Every good gift and every perfect gift The two nouns are different in the Greek, the first expressing the abstract act of giving, the second the giftas actually bestowed. The perfection of the one flows from the goodness of the other. The "perfect gift" carries our thoughts beyond all temporal blessings which, though good, have yet an element of incompleteness, to the greater gifts of righteousness and peace and joy; the gift, i. e. of the Holy Spirit, which is the crowning gift of all. Singularly enough, the axiom, if we may so call it, falls into the cadence of a Greek hexameter, and it is conceivable that it may have been a quotation from a poem, or possibly from an early Christian hymn. Like instances of metre are found, besides the direct quotations in 1 Corinthians 15:33; Titus 1:12, in the Greek of Hebrews 12:13 and Revelation 19:12. The whole passage reminds us once more of the Sermon on the Mount (Matthew 7:11) and of the parallel promise in Luke 11:13.

is from above The perfect gifts come then, as the new birth of the soul comes, from Heaven, not from Earth (comp. John 3:3, as in the margin), as does the true wisdom (chap. James 3:15; James 3:17). The prominence of the word and the thought in the Epistle is one of the links that connect it with the Gospel of St John, in which a like prominence is traceable (John 3:7; John 3:31; John 19:11).

from the Father of lights The plural is used to express the thought, that light in all its forms, natural (as in the "great lights" of Psalms 135:7), intellectual, spiritual, is an efflux from Him "who is light, and in whom is no darkness at all" (1 John 1:5). This axiom as to the Divine Nature was also common to the two great teachers of the Church of the Circumcision, as it was to the teaching of the Apostle of the Gentiles, when he describes the children of God as being also "children of light" (Ephesians 5:8). There may possibly be a reference to the Urim and Thummim, the "lights" and "perfections" which symbolised God's gifts of wisdom in its highest forms (Exodus 28:30; Leviticus 8:8; Deuteronomy 33:8). Comp. also Psalms 48:3.

with whom is no variableness The noun is primarily a scientific term (our English parallaxpresents a cognate word) as expressing the change of position, real or apparent, of the stars.
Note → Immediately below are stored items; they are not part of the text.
PR #877, opened 2018-03-21
Set AST and Opt view syntax highlighting to language of the compiler

JohanEngelen:
@RabsRincon I think this may be the cleanest option of setting the syntax highlighting language for the AST and Opt views.
The language of the Opt view is logically the same as the compiler's language (the editor's language). For the AST view, `compiler` could get another attribute `astLangId` or something like that to get correct highlighting, because the AST "language" may be quite different from the source language.
Saving that for later work though.

### DIFF
--- a/static/ast-view.js
+++ b/static/ast-view.js
@@ -25,8 +25,11 @@
 
 var FontScale = require('fontscale');
 var monaco = require('monaco');
+var options = require('options');
 var _ = require('underscore');
 var $ = require('jquery');
+
+var languages = options.languages;
 
 function Ast(hub, container, state) {
     this.container = container;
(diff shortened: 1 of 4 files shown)


JohanEngelen:
This is an alternative to https://github.com/mattgodbolt/compiler-explorer/pull/873

RabsRincon:
Ok so the problem here is that for old urls where the sate is not part of the saved state for the ast and opt panes, `state.langId` will be undefined.
 (Note that indeed, `langId` is not being saved at all right now in the panes, so you'd get an undefined langId after a simple refresh too)
(Also note that OPT view would need an `onLanguageChange` function to set the correct version, and the AST one would need to be changed too)

That's why this feature is trickier than it seems, as solving this problem seems to require a rewrite of how things work under the hood. 
Note that the compiler view is able to pull this thru because in that very special case, we can guess the langId if it's missing based on the fact that compiler ids are unique, which lets us find the correct one.

JohanEngelen:
Upon changing language with an Ast or Opt view open, there is also another problem that the title of the view is not updated; so indeed an `onLanguageChange` function is needed.
What would help us here is if it is possible to retrieve the language either from the `compilerId` or the `editorId`, both of which are available inside the Ast and Optviews. A global function `getCompilerFromId` or `getEditorFromId` would be enough.

RabsRincon:
The site has been updated with this change. Sorry for the delay!

PR #884, opened 2018-03-24
Enforce max-statement/line & further unify UI

RabsRincon:
This is mostly a rearrangement of the code, so it shoud have not broken anything (I've tested as much as I can, so hopefuly there are no errors)
This also fixes some code duplicates in some of the views. Note that exceeding 120 chars per line / 50 statements will now fail the tests

This PR is here so you can take a look in case I've missed something.
If nothing goes wrong, this can be merged soon

### DIFF
--- a/.eslintrc
+++ b/.eslintrc
@@ -8,8 +8,8 @@
   },
   "rules": {
     "eqeqeq": ["error", "smart"],
-    "max-statements": ["warn", 50],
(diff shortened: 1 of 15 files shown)


RabsRincon:
After testing it, everything seems to work as before so let's hope for the best (Will test again on beta just in case!)

PR #894, opened 2018-04-05
Borland compiler support

starkmapper:
I've been working on getting the borland (Embarcadero or IDERA now) compilers to work with compiler explorer.

They deliver four compilers:

- bcc32.exe: The "original" borland compiler
- bcc32c.exe: The new compiler based on clang, but with the commandline interface from the classic compiler
- bcc32x.exe: The new clang based compiler with clang interface
- bcc64.exe: The 64-bit compiler based on clang with clang interface

Apart from demangling the classic compilers work like a charm.
The bcc32c compiler emits some strange mix of clang assembly with borland function definitions.
The bcc32x and bcc64 compilers are pretty mutch clang 3.3 so they work by just using wine.

I have a docker image that contain a couple versions of the different compilers that I might be able to make available.

**Disclaimer** I'm in no way a js dev, so please bear with me


RabsRincon:
Hi @starkmapper! As I said over on Slack, thanks for taking the time to do this :)
I've seen you have found that the tests were not passing. I recommend you run `make install-git-hooks` so the tests do run before you can commit (`make check` to manually run lint+tests)

As for the code, the PR should not have ~900 unreleated commits, but only your changes, if only to make everyone's life easier :P
Once that's fixed (Let us know if you need any help) we'll discuss the next steps.

Again, thanks for taking the time to improve CE :)

partouf:
Concerning demangling: I have a branch that can demangle based on the MAP file and inject labels where needed into the assembly. So that shouldn't be a problem if you can figure out how to generate the map file from the compiler.

From the documentation it seems that -M generates a map file for bcc32, if you can send me an example map file from one of your local compiles I can make sure the map demangler will work for bcc32.

starkmapper:
@partouf There is that option but the map file is generated by the linker, so not much help when only assembling. Still something to look into though. Ping me on cpplang slack (@stark) if you want to discuss it further.

lib/asm-bcc.js
```diff
@@ -0,0 +1,319 @@
+// Copyright (c) 2015, Matt Godbolt
```
RabsRincon: You're the author of this file even if it took lib/asm.js as a base. Feel free to update the copyright header :)

lib/compilers/wine.js
```diff
@@ -0,0 +1,43 @@
+// Copyright (c) 2012-2017, Matt Godbolt
```
RabsRincon: Where did this come from?

lib/compilers/wine.js
```diff
@@ -0,0 +1,43 @@
...
+const BaseCompiler = require('../base-compiler');
+
+
+class WineCompiler extends BaseCompiler {
+    constructor(info, env) {
+        super(info, env);
+    }
+    exec(command, args, options) {
+        if ((process.platform === "linux" || process.platform === "darwin") && command.toLowerCase().endsWith(".exe")) {
+            args.unshift(command);
```
RabsRincon: This has bitten us before in the form of https://github.com/mattgodbolt/compiler-explorer/issues/881. Luckily the fix is simple enough https://github.com/mattgodbolt/compiler-explorer/commit/f9fd86fc248ea3dc95bb440803fd41d990d3db12 :)

lib/utils.js
```diff
@@ -55,7 +55,7 @@ function expandTabs(line) {
 exports.expandTabs = expandTabs;
 
 function parseOutput(lines, inputFilename, pathPrefix) {
-    const re = /^\s*<source>[:(]([0-9]+)(:?,?([0-9]+):?)?[):]*\s*(.*)/;
+    var re = /^(\w+)?.*<source>[: (]([0-9]+)(:?,?([0-9]+):?)?[:)]*\s*(.*)/;
```
RabsRincon: `var` instead of `let/const`

lib/compilers/wine.js
```diff
@@ -0,0 +1,43 @@
...
+// INTERRUPTION) HOWEVER CAUSED AND ON ANY THEORY OF LIABILITY, WHETHER IN
+// CONTRACT, STRICT LIABILITY, OR TORT (INCLUDING NEGLIGENCE OR OTHERWISE)
+// ARISING IN ANY WAY OUT OF THE USE OF THIS SOFTWARE, EVEN IF ADVISED OF THE
+// POSSIBILITY OF SUCH DAMAGE.
+
+const BaseCompiler = require('../base-compiler');
+
+
+class WineCompiler extends BaseCompiler {
+    constructor(info, env) {
```
RabsRincon: In js, there is no need to define a constructor if its only pourpose is to call `super(...)` as far as I understand it

lib/compilers/BCC32C.js
```diff
@@ -0,0 +1,57 @@
+// Copyright (c) 2012-2017, Matt Godbolt
```
RabsRincon: Where did this header come from? Feel free to update it with your info

lib/compilers/wine.js
RabsRincon: I might be lying here and it might be unreleated to the linked bug/commit. Someone will probably correct me if I'm wrong :D

RabsRincon:
It's looking good! We'd like to have a bit more coverage with the tests. I personally aim to keep 60% as a bare minimum. 
It would be great if you could fill some of the new stuff with tests. (Even better if they are meaningful) 😛

lib/compilers/wine.js
starkmapper: We'd have to change it in the Wine-CL file as well, or better yet, make Wine-CL inherit from wine...

starkmapper: It was the better way to do it...

lib/asm-bcc.js
starkmapper: I'm not one to write my name everywhere, but I won't blame Matt for my code ;-)

lib/compilers/wine.js
starkmapper: wine-cl I guess but now I stole credits ;-)

starkmapper:
That should be it! If there's anything else I'll be happy to adjust more.

lib/utils.js
```diff
@@ -1,4 +1,4 @@
-// Copyright (c) 2016, Matt Godbolt
```
RabsRincon: Not here. Sorry about only nagging you with this kind of thing hahaha

lib/compilers/BCC32.js
```diff
@@ -0,0 +1,56 @@
+// Copyright (c) 2017-2018, Mark Stapper
```
RabsRincon: Just to follow how we do it everywhere else, remove the `2017-` bit please :)

lib/utils.js
```diff
@@ -55,7 +55,7 @@ function expandTabs(line) {
 exports.expandTabs = expandTabs;
 
 function parseOutput(lines, inputFilename, pathPrefix) {
-    const re = /^\s*<source>[:(]([0-9]+)(:?,?([0-9]+):?)?[):]*\s*(.*)/;
+    const re = /^(\w+)?.*<source>[: (]([0-9]+)(:?,?([0-9]+):?)?[:)]*\s*(.*)/;
```
RabsRincon: Just as a note: If the tests are passing, it might be nothing, but I'm concerned the first change from `\s` to `(\w+)?.` might not be compatible with all the different outputs from other compilers, but I have not been able to find an instance of said problem, so if anyone knows better and can find an example where it breaks the output parsing, please let us know.

(Also, I do prefer the happy face rather than the sad face 👍)

lib/utils.js
```diff
@@ -65,10 +65,13 @@ function parseOutput(lines, inputFilename, pathPrefix) {
             const lineObj = {text: line};
             const match = line.replace(/\x1b\[[\d;]*[mK]/g, '').match(re);
             if (match) {
+                var text = match[5].trim();
+                if (match[1])
+                    text = match[1].toLowerCase() + ": " + text;
```
RabsRincon: The ugly part of this is that it will probably upset output formatting under some circumstances where the compiler expected this line to be `match[1].toLowerCase().length` characters less.

starkmapper: I realy don't understand what you mean by that...
However: I think making the above regex more specific will reduce the chances of any mishaps here as well

lib/utils.js
starkmapper: I could make it more specific to prevent accidental matches.
That would make it something like: (not tested) 
`/^((?Warning|Error) [EW][0-9]{4})\s+<source>[(: ]`
I think that would be better anyway, since it would include the error code in the text

lib/utils.js
RabsRincon: I meant cases where te compiler does something like
```
<source:1>: d is not defined
return 1 + d;
         ~~^~~
```
I'm just worried that something might get in front of the `return 1 + d;` line, making the `~~^~~` icons be missplaced. I know it's probably not worth the trouble, just something that came to my mind

RabsRincon:
So besides the minor comments we had on the changes, the only remaining problem would be the license.
We can't add the compiler until we're allowed to, so this PR will not be merged until so (Hopefully sooner rather than later!)
Let us know if you have any updated on that topic

:)

mattgodbolt:
Hi everyone! Sorry I've been so distant. This is an exciting change: thank you for your hard work on it!

I have been approached before and tried to get license clarity from Embarcadero. There's definitely a sense that they'd like CE to support their compiler. I never quite got the OK from them; we had a sticking point on "export restrictions". I think I can now support that (if needed) using CloudFront's features.

I'll reopen dialogue with them and see what happens!

Thanks, Matt

starkmapper:
I'll try to find the time to fix the last issues next week. To be honest i'm not happy with the ASM filtering yet, but haven't ~had~ made the time to do something about it. I'll try my sales rep again next week.

I should think they would want to solve the bug disabling all optimizations when enabling debug info before putting their clang-based compilers anywhere near CE ;-)

partouf:
Good news, good news! Maybe you can squeeze into the conversation that we have it in the works to get Delphi for CE as well ;)

mattgodbolt:
David got back to me over email and has this thought:

>FYI, bcc32c and bcc32x are the same thing, exactly, except for the command line interface used to drive them.  bcc32c is compatible with the classic compiler; bcc32x uses the Clang command line parameters.  I would recommend of these four only supporting three: bcc32 classic, and bcc32x and bcc64 because those share the Clang command line.  Skip bcc32c.  If you do support bcc32, is it possible to add a message something like "This is old"?  I wouldn't want it thought it represents our current technology.

and, in reply to the compiler's output :

> This is a good point, although I'm not convinced it's a bug.  Nevertheless in terms of viewing compiled output we should examine it.  I'll have a chat with our engineers.

starkmapper:
Exited to see where this is going.
I've directed David to the [issue-report](https://quality.embarcadero.com/browse/RSP-16931) in Jira.
CE has been a very handy tool in investigating this issue 😀 

@partouf I mentioned Delphi support to David. Since he is PO C++ I'm sure her won't do anything with it personally, except maybe inform a fellow PO. Should I tell him to contact you if he has further questions?

partouf:
@starkmapper yes, definitely, also here's an old PR with some screenshots of what it might look like https://github.com/mattgodbolt/compiler-explorer/pull/679

vintagedave:
Hello,

This is very exciting to see, thankyou for writing it!

Re optimisations being disabled when debugging: yes, this is something we want to address. It's not ideal in general, but specifically in terms of the Compiler Explorer, it removes much of the point of displaying the generated code if you can't display optimised code. We have a discussion going on internally and I will get back to you.

For the compilers: bcc32c and bcc32x are identical, but with different command line support.  bcc32c is a compatibility / upgrade path for users on the old classic bcc32 - the "Borland" C++ compiler.  bcc32x is the same Win32 compiler but using the Clang command line.  I would recommend of these two to support only bcc32x, so something like bcc32 (classic, old, interesting for nostalgia though I'd suggest it's clearly marked as ancient), bcc32x, bcc64.

RabsRincon:
Hi! Just checking in too see how the license stuff is going. Has there been any noteworthy update since the last update?

mattgodbolt:
My last email conversation:

They said:
>The other conversation was on a related topic but ended up not impacting this discussion. So we can move forward.
>If you are using geo-location blocking for export control then that should be good. What do we need to do now?

I replied:
>Where exactly do I need to block? Do you have some documentation on the details of the blockade, and why it's necessary? I can set it up but it will affect my whole site, so I need to understand it a bit more.

>On the other side, I don't know! I'd need a way to install your compiler under WINE and point it at a license file (or whatever's required). Is a license required to run the compiler, or was this just a question of me getting the "OK" from you to install and use it, I'm afraid I don't recall! :)

This was April 27th. I will chase.

partouf:
@mattgodbolt might be related to US export thingies (https://www.embarcadero.com/software-license-and-support-agreement) "Product may not be, downloaded, used, exported or re-exported (i) in or to (or by or to a national or resident of) any country then under U.S. economic embargo (currently including, but not necessarily limited to, Cuba, Iran, North Korea, Sudan, and Syria)"

mattgodbolt:
@partouf absolutely. Makes the most sense of all! I'll probably should update CloudFront settings to prevent those anyway, under US embargo rules anyway (ugh).

I still need some clarity on how to install the compilers, and the final "OK" from the legal folks that this is ok.

starkmapper:
US influence on this issue is astonishing.

About the installation: can I help in any way there?

For the c++-compilers a simple copy of files is enough.

The biggest issue I found was picking the right ones.

For space considerations I left out te libs entirely, but being more selective would save a lot too.

Then there are the stl headers, different ones for different compilers. 

Then there are some extra libraries like windows sdk, VCL, firemonkey etc. 
Honestly, I wouldn't bother with them. Maybe just the windows sdk. 

Lastly Embarcadero ships their own version of boost headers and libs.

I used a script to pack different zips containing the files I needed. I'll be happy to tailor it for CE.

mattgodbolt:
> For the c++-compilers a simple copy of files is enough.

Right - how does one copy them? There's no obvious download link from https://www.embarcadero.com/?utm_source=google&utm_medium=cpc&utm_campaign=embcplusplus&utm_content=sitelink&utm_term=embarcadero without "start a free trial" etc.

> I used a script to pack different zips containing the files I needed. I'll be happy to tailor it for CE.

This sounds like the way to go. I have no opinion about which libs or otherwise we need as I don't know anything about the subject :) If you can make a ZIP file and let me know - probably by email (matt@godbolt.org)  (as it's proprietary we will have to not put it anywhere public, I have an S3 location for such non-free compilers).

Thanks!

mattgodbolt:
David has gotten back to me saying there's a license key which I should have: I'll see what I can do with that. Please hold off on any ZIP stuff, as that might not be the best way to go forward!

Thanks, Matt

starkmapper:
Awesome! On Jun 8, 2018 20:59, Matt Godbolt <notifications@github.com> wrote:David has gotten back to me saying there's a license key which I should have: I'll see what I can do with that. Please hold off on any ZIP stuff, as that might not be the best way to go forward!
Thanks, Matt

mattgodbolt:
We keep on playing email tag: I still don't have a license. Let me double check where we are.

mattgodbolt:
I think I might have missed something in an email along the way: have asked for clarification on what we're missing :). Hopefully the good people at Embarcadero can help unblock me.

mattgodbolt:
The email thread dried up with Embarcadero (probably a fault of mine). I don't have much appetite for adding commercial compilers without the enthusiastic support of the company involved. I'm sorry to do this, but to keep things clean I'm going to close this PR. If anyone has a strong contrary opinion I'll of course happily reopen; but now with legal issues, lots of conflicts and not a clear way forward I'm closing this off.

Here it is apparently suggested by the word "lights," which primarily conveyed the thought of the heavenly bodies as the light-givers of the world. They, St James seems to say, have their changes, but not so their Creator and their Father.

shadow of turning i.e. shadow caused by turning. The latter word, from which we get our "trope," and "tropic," is applied, as in the LXX. of Job 38:33; Deuteronomy 33:14, to the apparent motion of the lights of heaven, and so to any changes. The former is also a quasi-scientific term, applied to the effect produced on the sun's disc by the moon in an eclipse. St James does not appear to use the terms with any very strict accuracy, but the fact that he employs them at all, and that they occur nowhere else in the New Testament, is in itself interesting as connecting him with the form of wisdom described in Wis 7:17-20, which deals with "the alterations of the turning of the sun" (the two terms are nearly identical with those which St James uses) and "the change of seasons." Science, he seems to say, deals with the mutability of phænomena. Faith, and therefore Wisdom, rest on the immutability of God.